I am a 57-year-old white American male infected with Hepatitis C. I am involved in a controlled medical research study by Roche Pharmaceuticals of an experimental Polymerase Inhibitor (RO5024048 also known as RG7128) drug therapy for the virus. This document is the story of my illness and the experience of treatment. My lovely and pretty damn wonderful wife will be contributing her take on the experience as well.

Thursday, March 4, 2010

Up, Down, All Around

There are ups and downs to this research regimen. Yesterday, I went in for my 12-week tests. I am finishing the experimental drug tomorrow. They needed to determine how fast the drug disseminates into the bloodstream, so the time of the testing was controlled so that they could take blood samples at specific times after I had taken my dose of the meds. None of this is a particularly big deal, it just means a bit more time and a few more questions to answer. It is interesting to note that, despite the attempts to make these tests consistent and rigorous, the human error factor rears its head from time to time. In previous visits, they have forgotten to take my weight, in this test they took my weight, but forgot to take my blood pressure and temperature. I’m sure somebody got a ding for that as they have been quite concerned about the state of my blood pressure throughout the project thus far.

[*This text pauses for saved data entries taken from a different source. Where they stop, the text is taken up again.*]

PR #1174, opened 2020-11-18
Refactor configurable options and add sphinx docs

terryyylim:

Currently, constants used for `Config` class are declared separately from default values and the term is used interchangeably with config options, making it difficult to maintain as the number of configurable options increase.

This PR addresses the following:
- Address constants which have different parameter name to be the same
eg. ```CONFIG_SPARK_HISTORICAL_FEATURE_OUTPUT_FORMAT = "historical_feature_output_format"``` to
```CONFIG_HISTORICAL_FEATURE_OUTPUT_FORMAT = "historical_feature_output_format"```
- Add documentation for configurable options.
image

Fixes #

```release-note
NONE
```

### DIFF
--- a/sdk/python/feast/cli.py
+++ b/sdk/python/feast/cli.py
@@ -23,7 +23,7 @@ import yaml
 
 from feast.client import Client
 from feast.config import Config
-from feast.constants import ConfigOptions
+from feast.constants import ConfigOptions as opt
 from feast.entity import Entity
 from feast.feature_table import FeatureTable
 from feast.job_service import start_job_service
@@ -422,7 +422,7 @@ def stop_stream_to_online(feature_table: str):
     Stop stream to online sync job
     """
 
-    spark_launcher = Config().get(ConfigOptions.SPARK_LAUNCHER)
+    spark_launcher = Config().get(opt.SPARK_LAUNCHER)
 
     if spark_launcher == "emr":
         import feast.pyspark.aws.jobs
@@ -441,7 +441,7 @@ def list_jobs():
     """
     from tabulate import tabulate
 
-    spark_launcher = Config().get(ConfigOptions.SPARK_LAUNCHER)
+    spark_launcher = Config().get(opt.SPARK_LAUNCHER)
 
     if spark_launcher == "emr":
         import feast.pyspark.aws.jobs
--- a/sdk/python/feast/cli.py
+++ b/sdk/python/feast/cli.py
@@ -23,7 +23,7 @@ import yaml
 
 from feast.client import Client
 from feast.config import Config
-from feast.constants import CONFIG_SPARK_LAUNCHER
+from feast.constants import ConfigOptions
 from feast.entity import Entity
 from feast.feature_table import FeatureTable
 from feast.job_service import start_job_service
@@ -422,7 +422,7 @@ def stop_stream_to_online(feature_table: str):
     Stop stream to online sync job
     """
 
-    spark_launcher = Config().get(CONFIG_SPARK_LAUNCHER)
+    spark_launcher = Config().get(ConfigOptions.SPARK_LAUNCHER)
 
     if spark_launcher == "emr":
         import feast.pyspark.aws.jobs
@@ -441,7 +441,7 @@ def list_jobs():
     """
     from tabulate import tabulate
 
-    spark_launcher = Config().get(CONFIG_SPARK_LAUNCHER)
+    spark_launcher = Config().get(ConfigOptions.SPARK_LAUNCHER)
 
     if spark_launcher == "emr":
         import feast.pyspark.aws.jobs
--- a/sdk/python/feast/client.py
+++ b/sdk/python/feast/client.py
@@ -24,24 +24,7 @@ import grpc
 import pandas as pd
 
 from feast.config import Config
-from feast.constants import (
-    CONFIG_CORE_ENABLE_SSL_KEY,
-    CONFIG_CORE_SERVER_SSL_CERT_KEY,
-    CONFIG_CORE_URL_KEY,
-    CONFIG_ENABLE_AUTH_KEY,
-    CONFIG_GRPC_CONNECTION_TIMEOUT_DEFAULT_KEY,
-    CONFIG_JOB_SERVICE_ENABLE_SSL_KEY,
-    CONFIG_JOB_SERVICE_SERVER_SSL_CERT_KEY,
-    CONFIG_JOB_SERVICE_URL_KEY,
-    CONFIG_PROJECT_KEY,
-    CONFIG_SERVING_ENABLE_SSL_KEY,
-    CONFIG_SERVING_SERVER_SSL_CERT_KEY,
-    CONFIG_SERVING_URL_KEY,
-    CONFIG_SPARK_HISTORICAL_FEATURE_OUTPUT_FORMAT,
-    CONFIG_SPARK_HISTORICAL_FEATURE_OUTPUT_LOCATION,
-    CONFIG_SPARK_STAGING_LOCATION,
-    FEAST_DEFAULT_OPTIONS,
-)
+from feast.constants import ConfigOptions
 from feast.core.CoreService_pb2 import (
     ApplyEntityRequest,
     ApplyEntityResponse,
@@ -81,7 +64,6 @@ from feast.feature_table import FeatureTable
 from feast.grpc import auth as feast_auth
 from feast.grpc.grpc import create_grpc_channel
 from feast.loaders.ingest import (
-    BATCH_INGESTION_PRODUCTION_TIMEOUT,
     _check_field_mappings,
     _read_table_from_source,
     _upload_to_bq_source,
@@ -158,7 +140,7 @@ class Client:
         self._auth_metadata: Optional[grpc.AuthMetadataPlugin] = None
 
         # Configure Auth Metadata Plugin if auth is enabled
-        if self._config.getboolean(CONFIG_ENABLE_AUTH_KEY):
+        if self._config.getboolean(ConfigOptions.ENABLE_AUTH):
             self._auth_metadata = feast_auth.get_auth_metadata_plugin(self._config)
 
     @property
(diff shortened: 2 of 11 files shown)


sdk/python/feast/constants.py
```diff
@@ -21,135 +21,188 @@ class AuthProvider(Enum):
...
+    #: Oauth client secret
+    OAUTH_CLIENT_SECRET: str = ""
+
+    #: Oauth intended recipients
+    OAUTH_AUDIENCE: str = ""
+
+    #: Oauth token request url
+    OAUTH_TOKEN_REQUEST_URL: str = ""
+
+    MAX_WAIT_INTERVAL: str = "60"
```
terryyylim, line 205: Excluded docs for this on purpose since it's only used internally.

sdk/python/feast/cli.py
```diff
@@ -23,7 +23,7 @@
 
 from feast.client import Client
 from feast.config import Config
-from feast.constants import CONFIG_SPARK_LAUNCHER
+from feast.constants import ConfigOptions
```
woop, line 26: maybe just use an alias here like `opt`

sdk/python/feast/client.py
```diff
@@ -189,21 +173,21 @@ def _serving_service(self):
...
-                timeout=self._config.getint(CONFIG_GRPC_CONNECTION_TIMEOUT_DEFAULT_KEY),
+                timeout=self._config.getint(ConfigOptions.GRPC_CONNECTION_TIMEOUT),
             )
             self._serving_service_stub = ServingServiceStub(channel)
         return self._serving_service_stub
 
     @property
     def _use_job_service(self) -> bool:
-        return self._config.exists(CONFIG_JOB_SERVICE_URL_KEY)
+        return ConfigOptions.JOB_SERVICE_URL is not None
```
woop, line 190: wait, shouldnt this be using a getter?

sdk/python/feast/constants.py
```diff
@@ -14,142 +14,196 @@
...
+        self._default = default
+
+    def __get__(self, instance, owner):
+        if instance is None:
+            return self._name.lower()
+
+        return self._default
+
+
+class ConfigMeta(type):
```
woop, line 37: Can you add a short description to explain what you are doing here?

sdk/python/feast/client.py
pyalex: should be `self._config.get(ConfigOptions.JOB_SERVICE_URL) is not None`

sdk/python/feast/constants.py
woop: What do you mean by `internally`?

sdk/python/feast/client.py
terryyylim: My bad, typo.

woop:
I love this PR.

sdk/python/feast/constants.py
```diff
@@ -14,142 +14,196 @@
...
+    """ Feast Configuration Options """
+
+    #: Default datetime column name for point-in-time join
+    DATETIME_COLUMN: str = "datetime"
+
+    #: Environmental variable to specify Feast configuration file location
+    FEAST_CONFIG_FILE_ENV: str = "FEAST_CONFIG"
+
+    #: Default prefix to Feast environmental variables
+    CONFIG_FEAST_ENV_VAR_PREFIX: str = "FEAST_"
```
woop, line 63: Some of these options should not be defaults. They are more like traditional constants. For example, you cant set this `CONFIG_FEAST_ENV_VAR_PREFIX` because you need it to find the `CONFIG_FEAST_ENV_VAR_PREFIX` config in the first place.

sdk/python/feast/constants.py
woop: It's just strange how we allow users to set it but we dont document it. I think it should be documented.

sdk/python/feast/constants.py
```diff
@@ -21,135 +21,194 @@ class AuthProvider(Enum):
...
+    #: Authentication Provider - Google OpenID/OAuth
+    AUTH_PROVIDER: str = "google"
+
+    #: Spark Job launcher
+    SPARK_LAUNCHER: str = "dataproc"  # standalone, dataproc, emr
+
+    #: Feast Spark Job ingestion jobs staging location
+    SPARK_STAGING_LOCATION: str = ""
+
+    #: Feast Spark Job ingestion jar file
```
woop, line 135: Is this http only?

sdk/python/feast/constants.py
```diff
@@ -21,135 +21,194 @@ class AuthProvider(Enum):
...
+    #: Time to wait for historical feature requests before timing out.
+    BATCH_FEATURE_REQUEST_WAIT_TIME_SECONDS: str = "600"
+
+    #: Authentication Provider - Google OpenID/OAuth
+    AUTH_PROVIDER: str = "google"
+
+    #: Spark Job launcher
+    SPARK_LAUNCHER: str = "dataproc"  # standalone, dataproc, emr
+
+    #: Feast Spark Job ingestion jobs staging location
```
woop, line 132: What are the possible options?

sdk/python/feast/constants.py
```diff
@@ -21,135 +21,194 @@ class AuthProvider(Enum):
...
+    #: Default gRPC connection timeout when sending an ApplyFeatureSet command to Feast Core (in seconds)
+    GRPC_CONNECTION_TIMEOUT_APPLY: str = "600"
+
+    #: Default timeout when running batch ingestion
+    BATCH_INGESTION_PRODUCTION_TIMEOUT: str = "120"
+
+    #: Time to wait for historical feature requests before timing out.
+    BATCH_FEATURE_REQUEST_WAIT_TIME_SECONDS: str = "600"
+
+    #: Authentication Provider - Google OpenID/OAuth
```
woop, line 126: What are the possible options?

sdk/python/feast/constants.py
```diff
@@ -21,135 +21,194 @@ class AuthProvider(Enum):
...
+    #: Default Feast Core URL
+    CORE_URL: str = "localhost:6565"
+
+    #: Enable or disable TLS/SSL to Feast Core
+    CORE_ENABLE_SSL: str = "False"
+
+    #: Enable user authentication to Feast Core
+    ENABLE_AUTH: str = "False"
+
+    #: Auth token for user authentication to Feast
```
woop, line 87: What kind of auth? What does this mean?

sdk/python/feast/constants.py
```diff
@@ -21,135 +21,194 @@ class AuthProvider(Enum):
...
+    #: Enable or disable StatsD
+    STATSD_ENABLED: str = "False"
+
+    #: Default StatsD port
+    STATSD_HOST: str = ""
+
+    #: Default StatsD port
+    STATSD_PORT: str = ""
+
+    #: IngestionJob DeadLetter Destination
```
woop, line 177: What are the possible options?

sdk/python/feast/constants.py
```diff
@@ -21,135 +21,194 @@ class AuthProvider(Enum):
...
+    BATCH_INGESTION_PRODUCTION_TIMEOUT: str = "120"
+
+    #: Time to wait for historical feature requests before timing out.
+    BATCH_FEATURE_REQUEST_WAIT_TIME_SECONDS: str = "600"
+
+    #: Authentication Provider - Google OpenID/OAuth
+    AUTH_PROVIDER: str = "google"
+
+    #: Spark Job launcher
+    SPARK_LAUNCHER: str = "dataproc"  # standalone, dataproc, emr
```
woop, line 130: Should we change this to `standalone` so that users arent forced to use dataproc by default?

sdk/python/feast/constants.py
terryyylim: Yup I think so.

sdk/python/feast/constants.py
terryyylim: Updated.

sdk/python/feast/constants.py
terryyylim: Updated.

sdk/python/feast/constants.py
terryyylim: Updated.

sdk/python/feast/constants.py
terryyylim: Updated.

sdk/python/feast/constants.py
terryyylim: Updated.

sdk/python/feast/constants.py
terryyylim: Updated.

sdk/python/feast/cli.py
terryyylim: Updated.

sdk/python/feast/constants.py
woop: how do users know that?

sdk/python/feast/constants.py
```diff
@@ -14,142 +14,212 @@
...
+        if instance is None:
+            return self._name.lower()
+
+        return self._default
+
+
+class ConfigMeta(type):
+    """
+    Class factory which customizes ConfigOptions class instantiation.
+    Specifically, setting its name to lowercase of capitalized variable.
```
woop, line 40: `setting its name` what is "it"?

sdk/python/feast/constants.py
terryyylim: Defaults to None. Users should set this on their own.

sdk/python/feast/constants.py
terryyylim: Shifted out of configurable options.

sdk/python/feast/constants.py
pyalex: It currently depends on spark launcher: in dataproc `http` and `gs` is supported; in emr `http` and `s3`, in local mode `http` and `file`

sdk/python/feast/constants.py
pyalex: Again `gs` supported by dataproc launcher, `s3` by emr.
We do not include s3 support in dataproc launcher and vice versa

pyalex (approved):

I came in to this visit with a sore throat and told AVB that I had the sore throat, some coughing and nasal stuff. We also discussed the side effects, which ones were decreasing (itching, general cough, irritability) and which were either steady or increasing (fatigue, shortness of breath, muscle weakness). I then went off for the blood draws for this round.

They took 17 vials of blood. The blood guy (who has been drawing my blood for several visits now) estimated that it was from 18-20 ounces of blood. This is roughly the amount that they have been taking since the beginning of the test. So they took about a pint at the start of the test, at weeks one, two, four, eight, ten and twelve or roughly 7 pints of blood in 12 weeks. Despite their claims to the contrary this has to be stressing all my systems. This is a lot of blood to be replacing in normal circumstances, but given that my red cell and white cell producing systems are both being suppressed by the Interferon and Ribavirin as well as some additional white cell suppression by the RO5024048 Polymerase Inhibitor, I can’t believe it is without consequences.

I think I am living them now as the sore throat and developed into a full-blown flu-like outbreak last night and today. Mild fever, productive cough, sore throat, all the delights of flu. Sure I could have developed this anyway, but somehow having over a pint of blood withdrawn just while it was coming on seems like it must have contributed to the onset. Who knows? I did get vaccinated for both strains of flu this year and that has to help, but I think that if the timing of all this were different, I might have a milder case of this. In any case, I’m going to delay my Interferon injection for a day to give my immune system a bit of help before dosing it again with an inhibiting agent.

The good news: Still Undetectable. It is now officially 3 taqman tests showing undetectability. This is great news and I will celebrate accordingly when the flu goes away. Really, I promise.